I recently met my long-time friend at his home for a tea. This childhood friend of mine is a geek and eventually the conversation drifted to his new purchase, a Mac Mini. He was very enthusiastic about his new purchase and was thrilled about getting it under the zero percent EMI scheme. The conversation went something like this:
Friend – It was a great deal. Instead of lump sum ₹40,000, I can now pay an EMI of ₹6,667 per month for 6 months under the 0% interest scheme.
Me – But why didn’t you pay upfront? Maybe there was a discount if you paid the full price upfront at the time of purchase.
Friend – Not in this case. So, I would have appeared stupid to pay the entire amount upfront when they were offering it at 0% interest rate.
Me – 0% interest rate? What about the processing fees?
Friend – That was nominal. Only ₹1,600. I know its only 4% of the purchase price. Its no big deal.
Me – But you have to pay it back in 6 months, not one year.
Friend – Umm…in that case its 8% interest rate then. Still not that bad.
My geek friend’s father, a retired banker, had tuned into our conversation by then.
Friend’s father – Its 8% flat rate.
Friend – What do you mean?
Friend’s father – In flat rate, interest is calculated on the full amount borrowed for the entire loan tenure irrespective of monthly payments. In reducing balance method, the interest is calculated on outstanding amount and not on the entire amount borrowed. So you are effectively paying 14.15% interest rate on your computer purchase. Who is dumb now?
My geek friend sulked for the rest of that evening. But you don’t have to…because RBI banned the 0% EMI schemes few weeks ago. The next time you purchase a car, a gadget or a household item on an attractive EMI scheme, use our loan calculator to check the loan APR before the purchase. Loan APR, which is expressed as a yearly percentage rate, represents the true cost of your loan after taking into account the loan interest rate plus the fees & charges that you pay when getting a loan.

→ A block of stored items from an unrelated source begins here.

PR #179, opened 2025-01-31
CASSSIDECAR-193: Add feature level permissions to Sidecar

sarankk:
This patch introduces feature level permissions that combine basic permissions. With feature level permissions it will be easier to grant access to users. 
For e.g. for analytics bulk read feature, users needs access to multiple handlers such as, schema, create snapshot, stream SSTables etc. In order to grant bulk read access, operators need to grant all basic permissions such as SCHEMA:READ, SNAPSHOT:CREATE etc. Instead with feature level permissions, operators can grant ANALYTICS:READ_DIRECT to users.

Patch by Saranya Krishnkumar; Reviewed by 	
Francisco Guerrero, Yifan Cai for [CASSSIDECAR-193](https://issues.apache.org/jira/browse/CASSSIDECAR-193)


server/src/main/java/org/apache/cassandra/sidecar/acl/authorization/StandardPermission.java
```diff
@@ -47,13 +48,33 @@ public String name()
...
+     * Sets resource scope for given permission.
+     *
+     * @param resourceScope scope of resource this permission checks or grants permission for.
+     * @return a reference to permission
+     */
+    public StandardPermission withScope(ResourceScope resourceScope)
+    {
+        this.resourceScope = resourceScope;
+        return this;
+    }
```
yifan-c: This method leaves the created `StandardPermission` objects in the mutable state. The resourceScope of the permissions defined in `BasicPermissions` can be altered w/o notice. 

I would suggest just change the constructor, since there are only 2 fields and remove the `withScope` method. Both fields now can be marked as `final`. 

```java
    protected final String name;
    protected final ResourceScope resourceScope;

    public StandardPermission(String name, ResourceScope resourceScope)
    {
        if (isNullOrEmpty(name))
        {
            throw new IllegalArgumentException("Permission name can not be null or empty");
        }
        this.name = name;
        this.resourceScope = resourceScope;
    }
```

server/src/main/java/org/apache/cassandra/sidecar/acl/authorization/StandardPermission.java
```diff
@@ -47,13 +48,33 @@ public String name()
...
+
     @Override
     public Authorization toAuthorization(String resource)
     {
         PermissionBasedAuthorization authorization = PermissionBasedAuthorization.create(name);
         if (isNotEmpty(resource))
         {
-            authorization.setResource(resource);
+            ResourceScope resourceScope = resourceScope();
+            String resolvedResource = resourceScope != null ? resourceScope.resolveWithResource(resource) : resource;
```
yifan-c: Looks like all permissions declared do not have `resourceScope == null`. Maybe we can define the contract that all permissions should have non-null `resourceScope`?

server/src/main/java/org/apache/cassandra/sidecar/acl/authorization/DataResourceScope.java
```diff
@@ -0,0 +1,163 @@
...
+    {
+        if (isNullOrEmpty(resource))
+        {
+            throw new IllegalArgumentException("Resource expected for resolving");
+        }
+
+        if (!resource.startsWith("data"))
+        {
+            return variableAwareResource();
+        }
```
yifan-c: Should it throw `IllegalArgumentException` too? 
For example, what if the `resource` in the database row is somehow defined as "foo". It seems to me that "foo" is an invalid definition. For data resource, can we enforce the format to be `data[/keyspace[/table]]`

server/src/main/java/org/apache/cassandra/sidecar/acl/authorization/DataResourceScope.java
```diff
@@ -0,0 +1,163 @@
...
+     */
+    public static DataResourceScope createWithKeyspaceScope()
+    {
+        return new DataResourceScope(true, false);
+    }
+
+    /**
+     * @return {@link DataResourceScope} scoped at table level within a keyspace
+     */
+    public static DataResourceScope createWithTableScope()
```
yifan-c: nit: maybe create the static instances directly, instead of expose static methods.

server/src/main/java/org/apache/cassandra/sidecar/acl/authorization/FeaturePermission.java
```diff
@@ -0,0 +1,130 @@
...
+import static org.apache.cassandra.sidecar.acl.authorization.CassandraPermissions.MODIFY;
+import static org.apache.cassandra.sidecar.acl.authorization.CassandraPermissions.SELECT;
+import static org.apache.cassandra.sidecar.acl.authorization.ResourceScopes.TABLE;
+
+/**
+ * Enumerates a list of feature level permissions that Sidecar recognizes and honors.
+ */
+public enum FeaturePermission
+{
+    BULK_READ_DIRECT("ANALYTICS:READ_DIRECT",
```
yifan-c: Can the enum match with the `name`? The enum is `BULK_READ_DIRECT`, but the name has `ANALYTICS`

server/src/main/java/org/apache/cassandra/sidecar/acl/authorization/FeaturePermission.java
```diff
@@ -0,0 +1,130 @@
...
+                         READ_TOPOLOGY,
+                         CREATE_RESTORE_JOB,
+                         READ_RESTORE_JOB,
+                         EDIT_RESTORE_JOB,
+                         DELETE_RESTORE_JOB),
+
+    CDC("CDC", BasicPermissions.CDC);
+
+    // TODO make forbidden feature permission configurable
+    private static final Set<String> FORBIDDEN_FEATURE_PERMISSION = Collections.singleton("*:*");
```
yifan-c: It is to be addressed in this patch or a follow-up?

server/src/main/java/org/apache/cassandra/sidecar/acl/authorization/FeaturePermission.java
```diff
@@ -0,0 +1,130 @@
...
+    {
+        if (FORBIDDEN_FEATURE_PERMISSION.contains(name))
+        {
+            return null;
+        }
+        List<Permission> combinedPermissions = new ArrayList<>();
+        WildcardPermissionBasedAuthorization requestedAuthorization = new WildcardPermissionBasedAuthorizationImpl(name);
+        for (FeaturePermission featurePermission : FEATURE_PERMISSIONS)
+        {
+            if (requestedAuthorization.verify(featurePermission.nameAuthorization))
```
yifan-c: Is it to support this scenario, for example, `name == "Analytics:*"`?

server/src/main/java/org/apache/cassandra/sidecar/acl/authorization/DataResourceScope.java
```diff
@@ -0,0 +1,163 @@
...
+    // TABLE_WILDCARD as a variable. This hack allows to read resource level permissions that could be set for all
+    // tables through data/<keyspace_name>/*. Bug should be fixed in 4.5.12
+    // Note: DATA_WITH_KEYSPACE_ALL_TABLES authorizes for all tables under the keyspace excluding the keyspace itself
+    private static final String DATA_WITH_KEYSPACE_ALL_TABLES = String.format("data/{%s}/{TABLE_WILDCARD}", KEYSPACE);
+
+    private static final String DATA_WITH_KEYSPACE_TABLE = String.format("data/{%s}/{%s}", KEYSPACE, TABLE);
+
+    private final boolean keyspaceScoped;
+    private final boolean tableScoped;
+    private final Set<String> expandedResources;
```
yifan-c, line 78: ok. I guess order does not matter here.

server/src/main/java/org/apache/cassandra/sidecar/routes/cdc/ListCdcDirHandler.java
```diff
@@ -94,6 +93,14 @@ protected void handleInternal(RoutingContext context,
...
     {
         String cdcDir = metadataFetcher.instance(host).cdcDir();
+        if (isNullOrEmpty(cdcDir))
+        {
+            context.response()
+                   .setStatusCode(HttpResponseStatus.SERVICE_UNAVAILABLE.code())
+                   .setStatusMessage("CDC not turned on for cluster")
+                   .end();
+            return;
+        }
```
yifan-c: I expressed the concern a few days ago at https://github.com/apache/cassandra-sidecar/pull/163#discussion_r1936764719. And it now became true :D

So, we should not rely `null` value of `cdcDir` to decide cdc is not enabled. The `null` value only means the `cdcDir` is not configured. Server should only reply with "CDC directory is not configured in Sidecar".

server/src/main/java/org/apache/cassandra/sidecar/routes/cdc/ListCdcDirHandler.java
```diff
@@ -102,7 +109,7 @@ protected void handleInternal(RoutingContext context,
             LOGGER.warn("Error listing the CDC commit log segments", cause);
             context.response()
                    .setStatusCode(HttpResponseStatus.INTERNAL_SERVER_ERROR.code())
-                   .setStatusMessage(cause.getMessage())
+                   .setStatusMessage(cause != null ? cause.getMessage() : "Error while listing CDC segments")
```
yifan-c: Do you see response message with 'null'?

yifan-c (commented):
Looks good overall. I like the introduction of `ResourceScope`

server/src/main/java/org/apache/cassandra/sidecar/acl/authorization/FeaturePermission.java
sarankk: Yes to support feature level permission naming in format `domain:action`

server/src/main/java/org/apache/cassandra/sidecar/routes/cdc/ListCdcDirHandler.java
sarankk: Yes I was seeing NPE

server/src/main/java/org/apache/cassandra/sidecar/acl/authorization/FeaturePermission.java
sarankk: Will add it in this patch

server/src/main/java/org/apache/cassandra/sidecar/acl/authorization/FeaturePermission.java
sarankk: No, feature level permission name will be `ANALYTICS:READ_DIRECT` like other sidecar basic permissions, we can do following `ANALYTICS:READ_DIRECT,WRITE_DIRECT` or `ANALYTICS:*`. `BULK_READ_DIRECT` enum name, we currently don't use it. We can use it for name match, if we choose to go with `BULK_READ_DIRECT` for feature permission name.

server/src/main/java/org/apache/cassandra/sidecar/acl/authorization/DataResourceScope.java
sarankk: and make constructor public or keep it private? I wanted to add these since creating `new DataResourceScope(false, true)` doesn't make sense.

server/src/main/java/org/apache/cassandra/sidecar/acl/authorization/DataResourceScope.java
sarankk: I thought about this too, it will be hard to enforce, because, for feature level permissions we have multiple resources involved , for e.g with bulk read feature, we have `data/<ks>/<tbl>` and `cluster` resource involved. While setting feature permission we only set `data/<ks>/<tbl>`, hence while resolving for cluster resource, we get `data/<ks>/<tbl>` and cluster resource resolves to the scope it understands without throwing.

server/src/main/java/org/apache/cassandra/sidecar/acl/authorization/DataResourceScope.java
yifan-c: Nope. This is what I meant. In this class file, having this instead.

```java
public static DataResourceScope DATA = new DataResourceScope(false, false);
// so on for the other 2 scopes. 
```

server/src/main/java/org/apache/cassandra/sidecar/acl/authorization/FeaturePermission.java
yifan-c: I was asking if it make sense to have this

```suggestion
    ANALYTICS_READ_DIRECT("ANALYTICS:READ_DIRECT",
```

server/src/main/java/org/apache/cassandra/sidecar/routes/cdc/ListCdcDirHandler.java
yifan-c: How can the `cause` be null in the failure handler? I guess it is `cause.getMessage() == null` instead? If so, the change here does not make a difference. Probably get a better understanding of the issue first.
It is also unrelated with the patch. Given the change is tiny, I am fine.

server/src/main/java/org/apache/cassandra/sidecar/acl/authorization/DataResourceScope.java
yifan-c: I do not follow. The string returned from line#119 is either `DATA` or `DATA_WITH_KEYSPACE` or `DATA_WITH_KEYSPACE_TABLE`. No? I do not think it will ever return `cluster` or `operation`

server/src/main/java/org/apache/cassandra/sidecar/routes/cdc/ListCdcDirHandler.java
sarankk: Sorry meant to do this `cause.getMessage() == null ? "Error while listing CDC segments" : cause.getMessage()` `cause.getMessage()` could be null and `setStatusMessage` does not allow setting null, throws NPE

server/src/main/java/org/apache/cassandra/sidecar/acl/authorization/FeaturePermission.java
sarankk: On other hand, I think we wont be marking any other feature permission as forbidden other than `*:*`, leaving it as is and removing comment.

server/src/main/java/org/apache/cassandra/sidecar/acl/authorization/StandardPermission.java
sarankk: For cassandra permissions I think we don't want to set scope upfront in `CassandraPermissions`. Since we could grant `CREATE` keyspace scoped or table scoped. Instead we can use those permissions as baseline and recreate with their name `new StandardPermission(SELECT.name(), TABLE_SCOPE)` when required, wdyt

sarankk: When we read permissions from database we wont know the scope of permission, we will only know exact resource. Hence we should allow resource scope to be null, since we use same permission class on both verification and retrieval side. Also for `CompositePermission` I think scope should be `null`

server/src/main/java/org/apache/cassandra/sidecar/acl/authorization/DataResourceScope.java
sarankk: @yifan-c I did this, but this doesn't allow having all resource scopes in 1 place `ResourceScopes` shall I keep it as is.

yifan-c: In `ResourceScopes`, assign `DATA_SCOPE = DataResourceScope.DATA`

server/src/main/java/org/apache/cassandra/sidecar/acl/authorization/StandardPermission.java
yifan-c: According to the analysis, the scope is specific to `DomainAwarePermission`. In this case, can you move `resourceScope` to `DomainAwarePermission` and use the `ResourceScope` to produce authorization from `DomainAwarePermission` only. Does it make sense?

server/src/main/java/org/apache/cassandra/sidecar/routes/cdc/ListCdcDirHandler.java
yifan-c: Sounds good. Can you have this instead? It is a nit.

```suggestion
                   .setStatusMessage(Objects.requireNonNullElse(cause.getMessage(), "Error while listing CDC segments"))
```

server/src/main/java/org/apache/cassandra/sidecar/acl/authorization/StandardPermission.java
yifan-c: Scope is not specific to `DomainAwarePermission`

sarankk: Yes, we set scope for `SELECT` and `MODIFY` standard permissions too

server/src/main/java/org/apache/cassandra/sidecar/acl/authorization/DataResourceScope.java
sarankk: Discussed offline and addressed to validate data resource format

server/src/main/java/org/apache/cassandra/sidecar/acl/authorization/DataResourceScope.java
```diff
@@ -0,0 +1,153 @@
...
+import static org.apache.cassandra.sidecar.common.ApiEndpointsV1.TABLE;
+import static org.apache.cassandra.sidecar.common.utils.StringUtils.isNullOrEmpty;
+
+/**
+ * Signifies scope of Cassandra data resource. {@code keyspaceScoped} can be set to true to create data scope
+ * restricted to a keyspace. {@code tableScoped} can be set to true to create data scope restricted to a table.
+ */
+public class DataResourceScope implements ResourceScope
+{
+    public static final Pattern pattern = Pattern.compile("data(/[^/]+(/[^/]+)?)?");
```
yifan-c: It is a good idea of using regular expression here. The pattern has some minor flaw though. 

Before suggesting a new pattern, can you rename the variable to `DATA_RESOURCE_PATTERN`? 

You can improve it by having the following pattern. It will match string starts with `data` and at most 3 segments. As a bonus, the captured values (i.e. keyspace and table) are ready to use.

```
^data(?:/([^/]+)?)(?:/([^/]+)?)$
```

IIRC Cassandra allows only alphabetic, digits and underscore for keyspace and table names. Please double check. In that case, the pattern is 

```
^data(?:/([a-z|A-Z|0-9|_]+)?)(?:/([a-z|A-Z|0-9|_]+)?)$
```

Try it out at https://regex101.com/r/B9wZvH/1

server/src/main/java/org/apache/cassandra/sidecar/acl/authorization/DataResourceScope.java
```diff
@@ -0,0 +1,153 @@
...
+    {
+        validate(resource);
+        if (tableScoped)
+        {
+            return resource;
+        }
+        else if (keyspaceScoped)
+        {
+            String[] parts = resource.split("/");
+            return parts.length == 3 ? "data/" + parts[1] : resource;
```
yifan-c: With the pattern, you can extract the variables out directly.

server/src/main/java/org/apache/cassandra/sidecar/acl/authorization/DomainAwarePermission.java
```diff
@@ -45,7 +46,18 @@ public class DomainAwarePermission extends StandardPermission
 
     public DomainAwarePermission(String name)
     {
-        super(name);
+        this(name, SCOPE_LESS);
```
yifan-c: I think scopeless is a single word. `-less` is the suffix.

yifan-c (commented):
Overall looks good to me. Some feedback on the pattern usage

server/src/main/java/org/apache/cassandra/sidecar/acl/authorization/DataResourceScope.java
sarankk: thanks @yifan-c, yes grouping and extracting makes sense, will update it. I would prefer not to have pattern check for characters `[a-z|A-Z|0-9|_]+`, because the rules for allowed keyspace and table name sometimes changes, which causes some errors and fixes. Since we do exact resource matching at handler side before authorizing a user. I think pattern match for keyspace and table can be avoided here. Wdyt?

sarankk: did you mean this `^data(?:/([^/]+))?(?:/([^/]+))?$` the above pattern allows `data//`

yifan-c: keyspace and table extraction is used at `org.apache.cassandra.sidecar.acl.authorization.DataResourceScope#resolveWithResource`. 

Currently, it again split the string and combine for keyspace scoped. Instead, you can have `"data/" + keyspace`.

server/src/main/java/org/apache/cassandra/sidecar/acl/authorization/DomainAwarePermission.java
sarankk: changing to `NO_SCOPE` instead

server/src/main/java/org/apache/cassandra/sidecar/acl/authorization/DataResourceScope.java
sarankk: because we want to return `data` as is, even if it is keyspace scoped

server/src/main/java/org/apache/cassandra/sidecar/acl/authorization/FeaturePermission.java
```diff
@@ -0,0 +1,91 @@
...
+    ANALYTICS_WRITE_DIRECT("ANALYTICS:WRITE_DIRECT",
+                           READ_SCHEMA_KEYSPACE_SCOPED,
+                           READ_TOPOLOGY,
+                           UPLOAD_STAGED_SSTABLE,
+                           IMPORT_STAGED_SSTABLE,
+                           DELETE_STAGED_SSTABLE,
+                           new StandardPermission(MODIFY.name(), TABLE_SCOPE)),
+
+    ANALYTICS_WRITE_S3_COMPAT("ANALYTICS:WRITE_S3_COMPAT",
+                              READ_SCHEMA,
```
frankgh: Does this need to be `READ_SCHEMA_KEYSPACE_SCOPED` ?

frankgh (commented):
Looks great! I have one minor comment

server/src/main/java/org/apache/cassandra/sidecar/acl/authorization/FeaturePermission.java
sarankk: Good catch, updated it

frankgh (approved):
+1 looks good to me

server/src/main/java/org/apache/cassandra/sidecar/acl/authorization/PermissionFactoryImpl.java
```diff
@@ -0,0 +1,100 @@
...
+
+    /**
+     * {@inheritDoc}
+     */
+    @Override
+    public CompositePermission createFeaturePermission(String name)
+    {
+        if (name.startsWith(FORBIDDEN_FEATURE_PERMISSION_PREFIX))
+        {
+            return null;
```
yifan-c: Throw `IllegalArgumentException` instead of returning null. `*:` is not a permission that can be permitted by `DomainAwarePermission` neither. Let's fail fast.

yifan-c (commented):
The patch itself look good. I left a final nit. 

However, the direction is concerning after putting more thoughts on it. The feature permissions are declared statically to include all permissions that are needed by the _current version_ of Cassandra Analytics. It unfortunately establishes a strong coupling with Analytics and Sidecar. Here is a scenario, in the newer version of Analytics, it needs to access to an additional API for bulk reading, it would require a new release of Sidecar to update the statically declared feature permissions in code. 
That said, it might not be an issue for the foreseeable future, as the features are relatively stable. 
We need to think about it, and address it when the coupling is becoming problematic. IMO, there should be an API to allow _admins_ to declare feature permission, instead of being hard-coded.

sarankk:
The Final goal is to add these mappings into Cassandra database itself. So that we can grant these permissions with 

`GRANT BULK READ ON KEYSPACE university TO cassandra_role;`

When users start using a newer version of analytics library with updated list of APIs, they can update list of basic permissions feature permission maps to for their respective cluster. Having an admin level API in Sidecar to update these mappings make sense to me. Currently we store the mapping in code, so that it can't be modified without notice. 

> However, the direction is concerning after putting more thoughts on it. The feature permissions are declared statically to include all permissions that are needed by the _current version_ of Cassandra Analytics. It unfortunately establishes a strong coupling with Analytics and Sidecar. Here is a scenario, in the newer version of Analytics, it needs to access to an additional API for bulk reading, it would require a new release of Sidecar to update the statically declared feature permissions in code. That said, it might not be an issue for the foreseeable future, as the features are relatively stable. We need to think about it, and address it when the coupling is becoming problematic. IMO, there should be an API to allow _admins_ to declare feature permission, instead of being hard-coded.

server/src/main/java/org/apache/cassandra/sidecar/acl/authorization/PermissionFactoryImpl.java
sarankk: @yifan-c I returned null, because we try to create a feature permission if not fallback to creating a basic permission. Not throwing an exception, allows someone to override `DomainAwarePermission` to allow for `*:` prefix in their permission, without overriding `createFeaturePermission` implementation. When we have fallback in place, didn't want to throw prematurely.

yifan-c: Can you show me, in this patch, how to return the domain aware permission subclass w/o having a new factory implementation? 
If someone wants to modifies the behavior in domain aware permission validation, they also need to have a new factory implementation. TBH, the imaginary scenario is out of the scope.

sarankk: Moved the exception throwing to `createPermission` itself, that way it is not a feature permission specific exception.

sarankk: they would need to override just `createPermission` they can still keep `createFeaturePermission` as is.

So why did RBI ban 0% EMI schemes?
Pricing disparity – Many a times, the same product is priced differently depending on whether you pay using a) cash b) debit card OR c) opt to finance the product. Typically, you get a discount only if you pay the full amount in cash whereas you lose the discount if you purchase it under the EMI scheme. There are also instances where merchants levy a percentage of the transaction value as charges on customers who make payments through debit cards. Banks either turn a blind eye to such practices or collude with merchants to make this happen.
Hidden interest rate – The interest element is often camouflaged and passed on to customer in the form of processing fee. The very concept of zero percent interest is non-existent. Such schemes only serve the purpose of alluring and exploiting the vulnerable customers. Except in a few cases, banks aren’t allowed to provide loans below their base rate.
Artificial demand – About 20-30 percent of consumer goods sales happen via such zero percent EMI schemes. Such schemes result in sentiment-driven purchases and artificially inflate demand. This leads to low-growth, high-inflation scenario. Ex: Sales of ultra-expensive iPhone rose 400% in just a few months after it introduced the EMI and cash back schemes. It changed the consumer perception from iPhone being a high-end product to an affordable one. As an immediate after effect of ban on 0% EMI schemes, sales of consumer goods sank to a 10-year low during the festival season. No wonder, big retailers aren’t happy.
The big question
The bigger question is: When should you opt to pay lump sum vs. EMI, irrespective of the whether its 0% interest rate or not? Like we wrote earlier, EMI can be a boon or bane depending on the purpose.
It makes financial sense to pay EMI on a loan (with reasonable interest rate) that is used to build or pay for an appreciating asset (ex: well-timed purchase of an affordable home or a college education). It gets better when its coupled with tax benefits.
On the other hand, the highway to uncontrolled debts is to pay EMI for fast-depreciating assets (ex: expensive technology gadgets, home appliances or even a car). It gets worse if you lose sales discount with this option.
“Easy EMI schemes” are anything but easy when its time to pay them every month. Today’s youth is slowly being led to think along the lines of “Can I afford the monthly payment?” instead of “Can I really afford this item? Or will that cheaper item satisfy my needs?” EMIs tend to make you purchase a much more expensive gadget or car than you need. In this regard, RBI’s directive to ban misleading 0% EMI schemes is a step in the right direction.